El 70% de los aspirantes a soldados fueron rechazados por problemas de drogas

El Ministerio de Defensa está en alerta  por las cifras del último ingreso a las Fuerzas Armadas. Sólo el 30% de los aspirantes a ser soldados aprobaron el examen psicofísico. El resto, presenta problemas con drogas y un bajo nivel educativo.

Actualmente existen unos 19.000 soldados voluntarios en la Argentina. Forman parte del régimen creado desde el año 1994 en reemplazo al anterior sistema de Servicio Militar Obligatorio. Sin embargo, se estima que de cada tres jóvenes de entre 18 y 24 años que quieren ingresar en las filas militares como una salida laboral o por vocación, sólo uno puede entrar sin inconvenientes.

“Es lamentable decirlo pero muchos jóvenes están quemados por las drogas o directamente no saben leer ni escribir.Esto es parte de la realidad de la Argentina”, explicó a Infobae un funcionario del área castrense en base a los informes que el Ministerio de Defensa recibe del Ejército.

Los datos son contundentes: en 2018 de los 1.800 jóvenes que se presentaron en Campo de Mayo para la revisación médica y psicológica, sólo 360 fueron aceptados. Al resto se los debió rechazar por presentar varios problemas:intoxicación en el cuerpo por drogas, problemas de lectura y escritura, tatuajes que impiden la donación de sangre y otro tipo de inconvenientes psicofísicos.

Esta tendencia se reiteró y se agravó en los primeros meses de este año. De los 600 jóvenes que se presentaron en Campo de Mayo para ingresar como soldados voluntarios en el Ejército hasta ahora, sólo 40 pudieron sortear el examen psicofísico. En todos los casos se reiteraban problemas de adicciones y retrasos educativos severos que impedían a las Fuerzas Armadas darles el apto.

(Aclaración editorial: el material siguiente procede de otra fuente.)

PR #130, opened 2026-06-18
feat: implement TEXTEDIT command and TEXTEDITMODE system variable

KarimJerbi:
- Adds TEXTEDIT command to seamlessly edit text objects in-place.
- Matches industry-standard CAD tools' prompt behavior and "Current settings" banner logic.
- Implements the TEXTEDITMODE system variable (0/1) for Multiple or Single editing modes.
- command lifecycle with CmdResult::SuspendForTextEdit and post_editor_closed hooks, allowing commands to cleanly pause and resume after external UI editors close.

### DIFF
--- a/src/app/cmd_result.rs
+++ b/src/app/cmd_result.rs
@@ -1617,6 +1617,46 @@ impl OpenCADStudio {
                 self.ribbon.deactivate_tool();
                 return self.begin_text_edit(handle);
             }
+            CmdResult::SuspendForTextEdit { handle } => {
+                let is_editable = self.tabs[i]
+                    .scene
+                    .document
+                    .get_entity(handle)
+                    .map(|e| crate::app::text_inline::read_text_field(e).is_some())
+                    .unwrap_or(false);
+                if !is_editable {
+                    self.command_line.push_error("TEXTEDIT: selected entity is not text.");
+                    let prompt = self.tabs[i].active_cmd.as_ref().map(|c| c.prompt());
+                    if let Some(p) = prompt {
+                        self.command_line.push_info(&p);
+                    }
+                    return Task::none();
+                }
+                let cmd = self.tabs[i].active_cmd.take();
+                self.tabs[i].suspended_cmd = cmd;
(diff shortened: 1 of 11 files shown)


HakanSeven12:
## Review

Solid design — the suspend/resume command lifecycle is clean and the guards are in the right places. A few findings:

### 🐛 Bug — invalid `TEXTEDITMODE` value aborts the command
In `TexteditmodeCommand::on_text_input` (`src/modules/annotate/textedit.rs`), an unrecognized value returns:
```rust
Some(CmdResult::Measurement("Requires 0 OR 1 OR MULTIPLE OR SINGLE".to_string()))
```
But the `Measurement` arm in `src/app/cmd_result.rs:707` sets `active_cmd = None`, which **ends the command**. So a typo at the value prompt cancels `TEXTEDITMODE` instead of re-prompting. Expected: print the error and keep asking.

### ♻️ Duplication — `0/1/m/s/multiple/single` parsed in three places
The same value parsing lives in:
- `src/app/commands.rs:4923` (direct `TEXTEDITMODE <val>` entry)
- `TexteditmodeCommand::on_text_input`
- `src/app/settings.rs:145` (settings load)

Worth extracting a single `parse_texteditmode(&str) -> Option<bool>` helper.

### 🧹 Trailing whitespace
`src/modules/annotate/textedit.rs` has trailing whitespace on lines 100, 113, 121, 130, 201, 208.

### ✅ Looks good
- `post_editor_closed`'s `None`-guard keeps the normal MTEXT/TEXT flow safe.
- `can_edit_text`'s Leader resolution loop is bounded (no cycles).
- `texteditmode` persists automatically via `current_settings`.
- Prompt redisplay works through the `NeedPoint` arm, so Mode / Single-Multiple switching shows the right prompt.

No blockers. The `Measurement` abort is the one worth fixing before merge.

KarimJerbi:
do i need to adress the duplications and mesearment arm ? sorry i took my time

HakanSeven12:
No 🙂 I fixed it myself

“No podemos incorporar a una persona en condiciones de adicción o con problemas de lectura si va a manejar un arma o tendrá la responsabilidad de cuidar de la sociedad. En esto tenemos tolerancia cero”, explicó otro funcionario de Defensa que sigue de cerca los exámenes que realiza el Ejército.

Los que se acercan para hacer voluntarios lo hacen por un tema económico: cobran unos 17.000 pesos mensuales y tienen cobertura social. En sus primeras semanas dentro del Ejército pasan por un período de instrucción básica como soldado individual, aprenden técnicas y tácticas para el ámbito castrense dentro de cada unidad y pueden desempeñarse como soldados hasta los 28 años, que es cuando indefectiblemente deberán dejar la Fuerza.

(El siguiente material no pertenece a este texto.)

PR #173, opened 2026-06-24
fix(save-dialog): allow navigating to other drives (#170)

### LINKED ISSUE #170: save to.. able to select other drives
when I "save as" a file on a particular drive or usb stick I need to save it to a different drive
at the moment it seems this is not possible
thanks

KevinGriffin-new:
Fixes #170.

## Problem
The custom Save As dialog could only navigate up the tree via `Path::parent()`, which returns `None` at a drive root (`C:\`). Navigation therefore dead-ended on the starting volume — other drives and USB sticks were unreachable, so a drawing could not be saved to a different drive.

## Fix
Add a synthetic Windows **"This PC"** drives root above the drive letters:

- `parent_folder()` now climbs `…\sub → C:\ → This PC → None`.
- `read_dir_entries()` lists the available volumes when at that root.
- The dialog's up-button (`↑`), the `..` entry, and the path bar all route through the same helper; the path bar shows "This PC" at the top.

Volumes are probed `A:`–`Z:` by stat — **no new dependency** and no Win32 binding. All Windows-specific behavior is behind `#[cfg(windows)]`, so non-Windows builds are unchanged.

Resulting navigation: `C:\Users\me → C:\Users → C:\ → This PC → D:\` (or a USB stick).

## Notes
- Removable drives with **no media inserted** are skipped (the stat fails) until media is present — they can't be entered anyway.
- Same dialog backs plain Save on an unsaved doc and the unsaved-changes prompts, so those inherit the fix.

## Testing
- `cargo check` passes with no new warnings.
- On a two-drive machine the volume probe correctly lists `C:\` and `D:\`.

### DIFF
--- a/src/app/view.rs
+++ b/src/app/view.rs
@@ -3264,8 +3264,12 @@ fn save_as_dialog_window<'a>(
     };
 
     // ── Path bar ─────────────────────────────────────────────────────────
-    let path_str = folder.to_string_lossy().into_owned();
-    let up_path = folder.parent().map(|p| p.to_path_buf());
+    let path_str = if crate::io::is_drives_root(folder) {
+        "This PC".to_string()
+    } else {
+        folder.to_string_lossy().into_owned()
+    };
+    let up_path = crate::io::parent_folder(folder);
     let path_bar = row![
         {
             let up_msg = up_path.map(Message::SaveDialogNavigate);
--- a/src/io/mod.rs
+++ b/src/io/mod.rs
@@ -182,14 +182,72 @@ fn resolve_image_file(raw: &str, base_dir: Option<&Path>) -> Option<String> {
 
 // ── Directory listing (used by the custom Save As dialog) ────────────────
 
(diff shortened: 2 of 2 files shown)


HakanSeven12:
Thanks @KevinGriffin-new! Merged this into `main` (commit d161311) and extended the same volumes-root mechanism to macOS and Linux on top of it (125b89d):

- `parent_folder()` now climbs the filesystem root into the volumes list on every platform (`/` → Computer), not just Windows.
- `available_drives()` is platform-specific: Windows probes `A:`–`Z:`, macOS lists `/` + `/Volumes/*`, Linux lists `/` + the removable mounts under `/run/media/$USER`, `/media/$USER` and `/mnt`. Other Unix and wasm fall back to `/`.
- The path bar shows "This PC" on Windows and "Computer" elsewhere.

Since it landed via a rebase (different SHA), GitHub won't auto-close this. Closing manually — your fix is on `main`.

No obstante, los ingresantes luego pueden decidir continuar en el Ejército más allá de la edad en la carrera de suboficial en la Escuela de Suboficiales del Ejército “Sargento Cabral” o de oficial, en el Colegio Militar de la Nación.

La semana pasada el Ejército lanzó una nueva convocatoria a inscripción para soldados voluntarios. Lo hicieron para las provincias de Buenos Aires, Chaco, Misiones, Córdoba, Jujuy y Salta.

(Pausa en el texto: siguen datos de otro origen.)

Issue #174, opened 2026-06-25
Apple Notarize the OSX release


KevinGriffin-new:
I had to develop a small "sign Mac OS dmgs" skill for one one of my projects: https://github.com/KevinGriffin-new/music-chop/blob/main/.claude/skills/sign-macos/SKILL.md

If we wanted to do something similar for OpenCADStudio:
either:
HakanSeven12 or the foundation gets Apple Developer ID. I'm contributing a version of the skill recipe in my fork
Or
  I sign with my Developer ID → works mechanically (the skill auto-detects whatever identity is present), but then every official OCS release is signed "KevinGriffin-new" and my Apple app-specific password lives in the OpenCADStudio  repo secrets.
 That's really the maintainer's call

HakanSeven12:
The **Open EAC** foundation will provide the Apple Developer ID; releases get signed/notarized under its identity, with the secrets and `release.yml` wiring done in-house. Closing — identity question settled.

PR #175, opened 2026-06-25
Add sign-macos skill (Developer ID sign + notarize recipe)

KevinGriffin-new:
Groundwork for #174 (Apple-notarize the macOS release).

Adds a project-scoped Claude skill at `.claude/skills/sign-macos/SKILL.md` — the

Entre los requisitos que se les exigen figura: ser ciudadano/a argentino/a nativo/a, por opción o naturalizado; tener entre 18 y 24 años al momento de la incorporación; ser soltero/a, pudiendo tener hijos y/o personas legalmente a cargo; tener estudios primarios aprobados; presentar certificado de antecedentes penales y poseer buenas condiciones físicas y de salud para lograr el apto psicofísico.